Quer um exemplo? A jornalista capixaba Dani Costa Russo atua como escritora, idealizadora, curadora e editora do selo Auroras, da Penalux, um espaço voltado à publicação de obras escritas apenas por mulheres.

Em menos de três anos, ela garante a "HZ" que leu centenas de originais e formou, até agora, um catálogo com 35 autoras. Todas foram editadas por Russo, em um processo que envolve mentoria de escrita e de trabalho no mercado editorial. Dani relata que essa batalha pela visibilidade feminina nas letras ainda é árdua.

"Considerando o comportamento do mercado, estamos longe de ocupar o nosso espaço de direito, pois somos bem menos do que o necessário para diminuir a desigualdade de gênero nas publicações", defende, dizendo que a presença da mulher no meio editorial flui com a nítida "permissão" dos homens.

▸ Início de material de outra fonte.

PR #1676, opened 2017-05-23
Updates for nag logic

nathanstitt:
Makes nag appearances be per-session not per-course and fixes bugs with the every second assignment one so that it doesn't briefly display and disappear

Also redirects to `myCourses` dashboard on preview create since that's the correct per UX.


tutor/src/components/course-calendar/index.jsx
```diff
@@ -38,11 +38,6 @@ const getDisplayBounds = {
   },
 };
 
-function addPlanToListing(plan) {
-  TaskPlans
-    .forCourseId(this.props.params.courseId)
-    .addPublishingPlan(plan);
-}
```
nathanstitt: I removed this because it's never called and has a bug.  `this.props.params.courseId` will be invalid, since `addPlanToListing` is a standalone function.

PR #1677, opened 2017-05-23
Style "MyCourses" page

nathanstitt:
* Sets the preview belt colors
 * Drop shadow for belt
 * Uniform heading color
 * All sections get bottom border

screen shot 2017-05-23 at 5 08 53 pm

### DIFF
--- a/tutor/resources/styles/components/my-courses.less
+++ b/tutor/resources/styles/components/my-courses.less
@@ -30,6 +30,12 @@
 }
 
 .my-courses {
+  .card-title() {
+    #fonts > .book-cover();
+    font-weight: 800;
+    font-size: 2rem;
+    line-height: 1.25em;
+  }
 
   .my-courses-current,
   .my-courses-preview,
@@ -176,6 +182,7 @@
         .name {
           margin: 0;
           padding: 1.5em 0.75em;
+          .card-title();
         }
         .preview-belt {
           position: absolute;
@@ -184,7 +191,7 @@
           height: 90px;
           padding: 0 0.75em;
           background-color: @tutor-neutral-lightest;
-          background: linear-gradient(140deg, @tutor-neutral-lightest, @tutor-neutral-lighter);
+          background: linear-gradient(140deg, @tutor-white, @tutor-neutral-lighter);
           box-shadow: 0px 4px 4px 0px rgba(0,0,0,0.2);
           display: flex;
           flex-direction: column;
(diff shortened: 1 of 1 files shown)


nathanstitt:
@Fredasaurus see screenshot ^^

Fredasaurus:
A few notes:
"Add a course" should be in bold,
Course name should be bold,
"Preview" should be in all caps,
Can we see the gradient?

nathanstitt:
@Fredasaurus gradient is:
linear-gradient(140deg, rgb(249, 249, 249); , rgb(241, 241, 241));

It is visible, it just appears different on the two different preview cards because they have different background colors, which causes an interesting optical illusion (for me at least).

I've made the other changes and updated screenshot

Fredasaurus:
- Can we make the gradient (140deg, rgb(255, 255, 255); , rgb(241, 241, 241));
- The preview course titles (College Biology and College Physics) should be the same size as the current course title and should be bold.

nathanstitt:
@Fredasaurus - good catch, the preview title's weren't bold, but the other's were.  Fixed.

I changed the start gradient to be white.  I can't tell any real difference, but maybe you can 😁 

A closeup of the new preview cards:
screen shot 2017-05-24 at 12 02 59 pm

nathanstitt:
@Fredasaurus Just realized that we didn't anticipate the space needed for the "Loading" animation.

As it is right now the belt isn't tall enough, and the "LOADING PREVIEW" get's pushed off the top.  If I increase the height from 90 to 110px it fits fine and the other cards also look ok to me.  What do you think?

screen shot 2017-05-24 at 2 56 38 pm

Fredasaurus:
OK. I am working on asking Dani if we can replace "openstax" with loading preview.

Fredasaurus:
no go on removing "openstax".
I'd rather not increase the height of the band to support a state that will only exist for a few seconds. It will crowd the card if the title has to go to two lines, so we have to leave room for that.
Dani suggested we use a different loader.

nathanstitt:
@Fredasaurus ok, we can either:

Shrink the loading animation (maybe text should also be smaller):
screen shot 2017-05-24 at 4 55 36 pm

Or place text and loader side-by side:
screen shot 2017-05-24 at 4 59 16 pm

Fredasaurus:
Cool! Let's reduce the font size of "loading preview" by a couple px and keep the same internal padding, I think 30px.

nathanstitt:
Excellent - 14px font gives us:

screen shot 2017-05-24 at 5 03 53 pm

Fredasaurus:
Looks like the padding on the card should be 20px.
screen shot 2017-05-24 at 5 03 43 pm

Fredasaurus:
Also looks like the font size on "check out...." should be a couple px higher.

pandafulmanda:
@Fredasaurus im going to merge this for now and we can fix it after since we've been bad about sitting down and reviewing

Fredasaurus:
👍

PR #2295, opened 2018-07-17
Fixes for exercise editing

nathanstitt:
Fixes for:
 * Form not clearing after publishing
 * Publish button was enabled even if the exercise was already published
 * Clicking new button would sometimes not display a new record
 * Answer distractor field would not be cleared when a new record was editing
 * JS error when "Exercise contains multiple parts" was checked

### DIFF
--- a/exercises/src/app.jsx
+++ b/exercises/src/app.jsx
@@ -5,6 +5,7 @@ import { Provider, observer } from 'mobx-react';
 import { action } from 'mobx';
 import UX from './ux';
 import Search from './components/search';
+import ExerciseMap from './models/exercises';
 import Exercise from './components/exercise';
 import Preview from './components/preview';
 import UserActionsMenu from './components/user-actions-menu';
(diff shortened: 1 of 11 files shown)


nathanstitt:
[Bug: multi-part assessment creation is broken](https://trello.com/c/8nfFm3Oh/1532-bug-multi-part-assessment-creation-is-broken)

exercises/src/app.jsx
```diff
@@ -35,7 +42,7 @@ export default class App extends React.Component {
                 <NavItem onClick={this.onNav} href="/search">
                   Search
                 </NavItem>
-                <NavItem onClick={this.onNav} href="/exercise/new">
+                <NavItem onClick={this.onNew} href="/exercise/new">
```
TomWoodward: it looks like onNav is now unused, can we remove it?

nathanstitt: Good thought, but onNav is used by the "Search" link.  However it could be rewritten to be `onSearch` since now it's only function.  I'll do that.

PR #2297, opened 2018-07-18
remove exercise style overrides when header changes

TomWoodward:
@nathanstitt these styles were changing the document height when the navbar pinned, making it possible to be in just the right spot where the nav flashes in and out of it's pinned state.

it didn't seem like these styles were super necessary but if you let me know what they were trying to do i can try to update them to not alter the document height

### DIFF
--- a/tutor/resources/styles/components/exercises.scss
+++ b/tutor/resources/styles/components/exercises.scss
@@ -21,12 +21,6 @@ $exercise-details-body-height: calc(100vh - 150px);
     margin-left: 450px;
     z-index: 1; // above details forward/back nav when scrolling up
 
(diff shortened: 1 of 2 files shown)


TomWoodward:
[Bug: Jumping Scrolling in Firefox](https://trello.com/c/IN4EVeXg/1566-bug-jumping-scrolling-in-firefox)

nathanstitt:
Looks good @TomWoodward but I think it needs some more margin when it's pinned.  It looks like this for me:

image

TomWoodward:
@nathanstitt addressed that hidden header issue

nathanstitt:
Looks great Tom, thanks

PR #2301, opened 2018-07-19
use more time units in the trial countdown nav element

TomWoodward:
￼￼￼
image

image

image

image


TomWoodward:
[Bug: Countdown message reads "0 days"](https://trello.com/c/rnzirflA/1576-bug-countdown-message-reads-0-days)

PR #2302, opened 2018-07-19
fix icons in exercise intro cards

TomWoodward:
image


TomWoodward:
[Bug: Personalized info card in student reading has old asset](https://trello.com/c/4w9yboDi/1575-bug-personalized-info-card-in-student-reading-has-old-asset)

PR #2303, opened 2018-07-20
restyle note titles to handle multiline titles

TomWoodward:
image
image

### DIFF
--- a/tutor/resources/styles/book-content/note.scss
+++ b/tutor/resources/styles/book-content/note.scss
@@ -181,14 +181,22 @@ $tutor-book-note-selector: '
     }
 
     @include tutor-book-label-style() {
-      position: absolute;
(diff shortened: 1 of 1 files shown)


tutor/resources/styles/book-content/note.scss
```diff
@@ -181,14 +181,26 @@ $tutor-book-note-selector: '
...
+        flex: 1;
+        background-color: $tutor-white;
+        display: block;
+        margin-left: 40px;
+      }
+
+      & + * {
+        clear: both;
+      }
     };
```
nathanstitt: am curious, why is the `clear` needed since nothings floated?

TomWoodward: i think this is a remnant from an earlier approach, i'll try removing it

TomWoodward:
@nathanstitt comment addressed

PR #2305, opened 2018-07-23
fix link to annotation in summary page

TomWoodward:


TomWoodward:
[Bug: View in book link on summary page doesn't scroll to correct annotation](https://trello.com/c/PgJSK7xH/1587-bug-view-in-book-link-on-summary-page-doesnt-scroll-to-correct-annotation)

tutor/src/components/annotations/annotation-card.jsx
```diff
@@ -87,7 +87,7 @@ export default class AnnotationCard extends React.Component {
   @autobind
   openPage() {
     const { id, selection: { courseId, chapter, section } } = this.props.annotation;
-    let url = `/books/${courseId}/section/${chapter}`;
+    let url = `/book/${courseId}/section/${chapter}`;
     if (section) {
```
nathanstitt: sigh, yeah we renamed that url awhile ago and thought we'd updated all the links.  @TomWoodward can you search through the code and see if you spot any other `books/` urls?

TomWoodward: @nathanstitt does this count https://github.com/openstax/tutor-js/blob/master/tutor/src/screens/new-course/bio2e-unavailable.jsx#L34 ?

nathanstitt: nah that one's to CNX, and does appear to be correct.  Thanks for checking!

PR #2307, opened 2018-07-25
remove ability to delete attachments from exercise

nathanstitt:
Since attachments are shared between versions, removing an attachment might break links on published versions


nathanstitt:
[Bug: Can't delete assets on exercises](https://trello.com/c/swv7Y86z/1589-bug-cant-delete-assets-on-exercises)

PR #2314, opened 2018-08-03
fix annotation summary page re-rendering on delete

TomWoodward:
there will now be a rando div wrapping the windowshade, but apparently the transition group needs it to keep track of the children and not re-mount them all willy nilly 

https://github.com/openstax/tutor-js/pull/2314/files?w=1 is a better diff


TomWoodward:
[Bug: Deleting highlighted text from Summary page in reference view hides/collapses the remaining highlighted text](https://trello.com/c/lT8b5kHt/1593-bug-deleting-highlighted-text-from-summary-page-in-reference-view-hides-collapses-the-remaining-highlighted-text)

PR #2315, opened 2018-08-03
fix link to annotation in summary page

TomWoodward:


TomWoodward:
[Bug: View in book link on summary page doesn't scroll to correct annotation](https://trello.com/c/PgJSK7xH/1587-bug-view-in-book-link-on-summary-page-doesnt-scroll-to-correct-annotation)

PR #2321, opened 2018-08-13
upgrade webpack and unify it's config

nathanstitt:
Greatly simplifies the webpack config into a single file


nathanstitt:
Goes along with https://github.com/openstax/tutor-server/pull/1766

TomWoodward:
@nathanstitt am i following this correctly in that its going to compile every project and just serve one of them? rather than just compiling the requested project?

PR #3750, opened 2021-09-08
validate that detailed solution is present when creating exercise

jivey:
The Detailed Solution will now show a validation error if it has not been filled.
image
image

Also re-enables the Add-Edit E2E spec by converting to Typescript.


tutor/specs/e2e/helpers.ts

"Permissão implícita, que, se não garantida, nos faz parecer invasoras. Ainda incomodamos, fazemos checagem se há mulheres em eventos e se há ganhadoras de prêmios. Realizamos discussões nas feiras em mesas que discutem nicho e que falam da literatura feita por mulheres... Se fala muito de literatura feminina como algo menor. Ainda se reclama da autoficção das mulheres, insinuando preguiça ou falta de capacidade para histórias inovadoras de ficção. Temos a vida familiar e doméstica minando as possibilidades de carreira. Esperam que estejamos no nosso lugar, que não é o mesmo do deles", enfatiza a capixaba.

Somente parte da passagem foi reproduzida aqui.